Stored data entries
============================================================
PR #1399, opened 2017-06-30
Executable and library rust project types

### LINKED ISSUE #1277: Provide option to create a library project
Currently there's no way to create a library project, not an executable one:

image

Undin:
Closes #1277 

Add checkbox into new project wizard to choose project/module type: executable or library.

### DIFF
--- a/src/main/kotlin/org/rust/cargo/project/settings/ui/RustProjectSettingsPanel.kt
+++ b/src/main/kotlin/org/rust/cargo/project/settings/ui/RustProjectSettingsPanel.kt
@@ -36,11 +36,11 @@ class RustProjectSettingsPanel(private val cargoProjectDir: Path = Paths.get("."
     ) {
         fun applyTo(settings: RustProjectSettingsService) {
             settings.data = RustProjectSettingsService.Data(
-                toolchain,
-                autoUpdateEnabled,
-                explicitPathToStdlib,
-                useCargoCheckForBuild,
-                useCargoCheckAnnotator
+                toolchain = toolchain,
+                autoUpdateEnabled = autoUpdateEnabled,
+                explicitPathToStdlib = explicitPathToStdlib,
+                useCargoCheckForBuild = useCargoCheckForBuild,
+                useCargoCheckAnnotator = useCargoCheckAnnotator
             )
         }
     }
@@ -78,11 +78,11 @@ class RustProjectSettingsPanel(private val cargoProjectDir: Path = Paths.get("."
 
     var data: Data
         get() = Data(
-            RustToolchain(pathToToolchainField.text),
-            autoUpdateEnabled.isSelected,
-            (if (downloadStdlibLink.isVisible) null else pathToStdlibField.text.blankToNull()),
-            useCargoCheckForBuildCheckbox.isSelected,
-            useCargoCheckAnnotatorCheckbox.isSelected
+            toolchain = RustToolchain(pathToToolchainField.text),
+            autoUpdateEnabled = autoUpdateEnabled.isSelected,
+            explicitPathToStdlib = (if (downloadStdlibLink.isVisible) null else pathToStdlibField.text.blankToNull()),
+            useCargoCheckForBuild = useCargoCheckForBuildCheckbox.isSelected,
+            useCargoCheckAnnotator = useCargoCheckAnnotatorCheckbox.isSelected
         )
         set(value) {
             // https://youtrack.jetbrains.com/issue/KT-16367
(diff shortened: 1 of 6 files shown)


src/main/resources/META-INF/idea-only.xml
```diff
@@ -1,6 +1,5 @@
 <idea-plugin version="2">
     <extensions defaultExtensionNs="com.intellij">
-        <moduleBuilder builderClass="org.rust.ide.idea.RsModuleBuilder"/>
```
Undin: Do we really need this? I dropped it because `RsModuleBuilder` has not empty constructor now and IDEA fails to create it with reflection but I don't know the purpose of this extension (kotlin plugin doesn't have it too).
For me, the plugin works well without it:)

src/main/kotlin/org/rust/ide/idea/RsModuleBuilder.kt
```diff
@@ -9,29 +9,34 @@ import com.intellij.execution.ExecutionException
...
+    // make builder created by RsModuleType not available
+    // to prevent additional template in new project wizard
+    override fun isAvailable(): Boolean = builderType != ROOT
 
-    override fun getCustomOptionsStep(context: WizardContext, parentDisposable: Disposable): ModuleWizardStep =
-        CargoConfigurationWizardStep(context).apply {
-            Disposer.register(parentDisposable, Disposable { this.disposeUIResources() })
-        }
+    override fun createWizardSteps(wizardContext: WizardContext, modulesProvider: ModulesProvider): Array<ModuleWizardStep> =
+        arrayOf(CargoConfigurationWizardStep(wizardContext))
```
Undin: I'm not sure how to register `Disposable` here because IDEA doesn't pass `parentDisposable` into `createWizardSteps` method.

src/main/kotlin/org/rust/cargo/project/settings/ui/RustProjectSettingsPanel.kt
```diff
@@ -94,11 +94,11 @@ class RustProjectSettingsPanel(private val cargoProjectDir: String = ".") : Disp
...
-            RustToolchain.suggest(),
-            true,
-            null,
-            false,
-            true
+            toolchain = RustToolchain.suggest(),
+            autoUpdateEnabled = true,
+            explicitPathToStdlib = null,
+            useCargoCheckForBuild = false,
+            useCargoCheckAnnotator = true
```
matklad: By the way, it is absolutely horrendous that there is this super boring similar code in like six places! I definitely over engineered it. If you have any ideas on how to remove the duplication, please go ahead!

src/main/kotlin/org/rust/ide/idea/RsModuleBuilder.kt
matklad: Frankly, I am not even sure we need to call `disposeUIresources` at all.

matklad:
The implementation looks great, however, I have a few questions about the general UI structure :) 

I am not really a fan of multistep wizards, and I in general I think the better approach is "create something runnable in a single click, and make it easy to change it later". So I would prefer if instead of this separate template step, we just had a `--bin` checkbox on the single config step we have now.

It might be rather challenging to add this checkbox, because we try to share the same form in several places. However, perhaps this is just wrong? I think the following options are just useless on this dialog, because they don't affect creation of the project in any way

new-project

So what do you thing about removing a reusable `RustProjectSettingsPanel` altogether, and building a custom UI for project creation step, reusing only some fields?

matklad:
>make it easy to change it later"

I think we have quite a few opportunities here to add some inspections/intentions to `Cargo.toml` file, like "add binary", "add library", "warning, file `foo.rs` does not belong to any crate, do you want to create a foo binary"

Undin:
Do you really want to remove "checkbox" settings from new project wizard and keep them only in project settings panel? Yes, these settings don't affect the creation of the project but they are project settings too and I think it can be annoying to change some setting(s) for every new project if you don't like default value.

Undin:
I dropped template wizard step and added checkbox for executable project creation.
I didn't remove other checkboxes because I'm not sure it's good decision but if you consider so, I'll move them from `RustProjectSettingsPanel` into `RustProjectConfigurable`

matklad:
============================================================
▶ _Description of the task_: Filter the lines above, keeping each one that contains the string "need".

▶ _Problem solution_:
Undin: Do we really need this? I dropped it because `RsModuleBuilder` has not empty constructor now and IDEA fails to create it with reflection but I don't know the purpose of this extension (kotlin plugin doesn't have it too).
matklad: Frankly, I am not even sure we need to call `disposeUIresources` at all.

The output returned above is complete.